# EMS Game



## MattCA (Aug 15, 2008)

Ran into this game. Im downloading it right now. Looks pretty fun.
http://chotek.atari.com/us/games/911_first_responders/pc


----------



## MattCA (Aug 15, 2008)

Im not advertising it. I just ran into it and was seeing if anybody wanted to check it out.


----------



## Blacke00 (Aug 15, 2008)

did this get moved to advertising? hehe

btw, how did it turn out?  =)


----------



## MattCA (Aug 16, 2008)

Ive been trying to install it. It didnt say vista but I tried to install it on my desktop so now Im trying to install in on my laptop which has xp so Ill let you know after that lol.


----------



## Jon (Aug 17, 2008)

Yes... this was moved to advertising by another member of the CL Team. Pretty much anything like this gets put here, just to avoid any conflicts, espicially when someone, somewhere, is getting some form of compensation for the product.

Any luck yet?


----------



## Twix623 (Aug 17, 2008)

Its a very fun game, I've been playing this since Emergency 3 has been out. Its been out for quite some time now. You have to install LA MOD 1.6 if you do get to play, it replaces all the missions and apparatus to American apparatus'. Particularly Los Angeles.


----------



## MattCA (Aug 18, 2008)

Ya I got it to install on my laptop. Wish I can find out a way to get it to work with vista. Ya thats what I was gonna say. At first it was fun but I didnt like how it was in England with English ambulances and stuff but then I found out about the LA mod and it makes it worth it! I recomend it. Pretty cool. Its not about just one agency though its about all emergency agencies and you just dispatch them in a way and direct people.


----------



## Code 3 (Aug 18, 2008)

Twix623 said:


> Its a very fun game, I've been playing this since Emergency 3 has been out. Its been out for quite some time now. You have to install LA MOD 1.6 if you do get to play, it replaces all the missions and apparatus to American apparatus'. Particularly Los Angeles.
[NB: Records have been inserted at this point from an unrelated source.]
PR #156, opened 2019-05-02
Set JDBC statement properties including fetch size

shivzone:
1. Additional statement properties for jdbc profile
- fetch_size for read (visible in jdbc-site and DDL)
- query_timeout for read and write (not visible in jdbc-site.xml as it doesn't work with older versions of jdbc driver. eg: postgres 9.0+ mysql 5.0+ etc)
2. batch_size for write can be configured in jdbc-site as well


server/pxf-jdbc/src/main/java/org/greenplum/pxf/plugins/jdbc/JdbcBasePlugin.java
```diff
@@ -47,8 +47,10 @@
 public class JdbcBasePlugin extends BasePlugin {
 
     // '100' is a recommended value: https://docs.oracle.com/cd/E11882_01/java.112/e16548/oraperf.htm#JJDBC28754
-    private static final int DEFAULT_BATCH_SIZE = 100;
+    private static final int DEFAULT_WRITE_SIZE = 100;
```
denalex: I don't know if we want to rename `batch` to `write` everywhere as batch is pretty well-known JDBC concept for updates

server/pxf-jdbc/src/main/java/org/greenplum/pxf/plugins/jdbc/JdbcBasePlugin.java
```diff
@@ -61,6 +63,11 @@
     // connection parameter names
     private static final String JDBC_CONNECTION_TRANSACTION_ISOLATION = "jdbc.connection.transactionIsolation";
 
+    // statement properties
+    private static final String JDBC_STATEMENT_WRITE_SIZE = "jdbc.statement.writeSize";
+    private static final String JDBC_STATEMENT_FETCH_SIZE = "jdbc.statement.fetchSize";
+    private static final String JDBC_STATEMENT_QUERY_TIMEOUT = "jdbc.statement.queryTimeout";
```
denalex: please add `_PROPERTY_NAME` to the end of all these names to be consistent

server/pxf-jdbc/src/main/java/org/greenplum/pxf/plugins/jdbc/JdbcBasePlugin.java
```diff
@@ -47,8 +47,10 @@
 public class JdbcBasePlugin extends BasePlugin {
 
     // '100' is a recommended value: https://docs.oracle.com/cd/E11882_01/java.112/e16548/oraperf.htm#JJDBC28754
-    private static final int DEFAULT_BATCH_SIZE = 100;
+    private static final int DEFAULT_WRITE_SIZE = 100;
+    private static final int DEFAULT_FETCH_SIZE = 1000;
```
denalex: didn't we want to set it to 10000 ?

server/pxf-jdbc/src/main/java/org/greenplum/pxf/plugins/jdbc/JdbcBasePlugin.java
```diff
@@ -145,16 +159,20 @@ public void initialize(RequestContext context) {
...
-        batchSizeIsSetByUser = context.getOption("BATCH_SIZE") != null;
-        batchSize = context.getOption("BATCH_SIZE", DEFAULT_BATCH_SIZE, true);
-        if (batchSize == 0) {
-            batchSize = 1; // if user set to 0, it is the same as batchsize of 1
+        // Optional parameters
+        writeSizeIsSetByUser = configuration.get(JDBC_STATEMENT_WRITE_SIZE) != null;
+        writeSize = configuration.getInt(JDBC_STATEMENT_WRITE_SIZE, DEFAULT_WRITE_SIZE);
+
+        if (writeSize <= 0) {
+            writeSize = 1; // if user set to 0, it is the same as writeSize of 1
```
denalex: we used to error out on negative values, will they now be allowed ?

server/pxf-jdbc/src/main/java/org/greenplum/pxf/plugins/jdbc/JdbcBasePlugin.java
```diff
@@ -145,16 +159,20 @@ public void initialize(RequestContext context) {
...
         }
 
-        // Optional parameter. The default value is 1
+        fetchSize = configuration.getInt(JDBC_STATEMENT_FETCH_SIZE, DEFAULT_FETCH_SIZE);
```
denalex: what is user sets negative or 0 ? should we validate, error out ?

server/pxf-jdbc/src/main/java/org/greenplum/pxf/plugins/jdbc/JdbcBasePlugin.java
```diff
@@ -145,16 +159,20 @@ public void initialize(RequestContext context) {
...
+
         poolSize = context.getOption("POOL_SIZE", DEFAULT_POOL_SIZE);
 
+        queryTimeout = configuration.getInt(JDBC_STATEMENT_QUERY_TIMEOUT, DEFAULT_QUERY_TIMEOUT);
```
denalex: what is user sets negative? should we validate, error out ?

server/pxf-jdbc/src/main/java/org/greenplum/pxf/plugins/jdbc/JdbcBasePlugin.java
frankgh: yeah, we talked about 10000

In your opinion, which do you like better? Emergency 3 or 911: First Responder? I've also noticed that they have an Emergency 4 out, but couldn't find any reviews on it. It appears that both these games have to be purchased online and downloaded... is this true?


----------



## Code 3 (Aug 18, 2008)

Okay, apparently 911: First Responders is the U.S. version of Emergency 4. I just purchased Emergency 3 and I'm excited to play


----------



## Twix623 (Aug 18, 2008)

Yeah your right, 911: First Responders is technically Emergency 4.
I prefer Emergency 4 over Emergency because of the vast improvements, a lot of the features help you out a lot. 

Don't forget to download and install the Los Angeles Mod v2.5 for Emergency 3!
Get it here: http://downloads.emergency-planet.com/index.php?act=view&id=12



> FEATURES:
> - Los Angeles units
> - Detailed models and skins
> - New siren command
> ...









And for anyone who wants to see more, and take a look at Emergency 4's (911: First Responders) LA Mod 1.6 
take a look here: http://lamod.emergency-planet.com/


----------



## Code 3 (Aug 18, 2008)

Thanks for the link to LA Mod. I'm definitely going to install it ASAP. First things first, it appears that it requires the game to be patched to v1.3. I'm searching right now for those patches so I can run the mod...


----------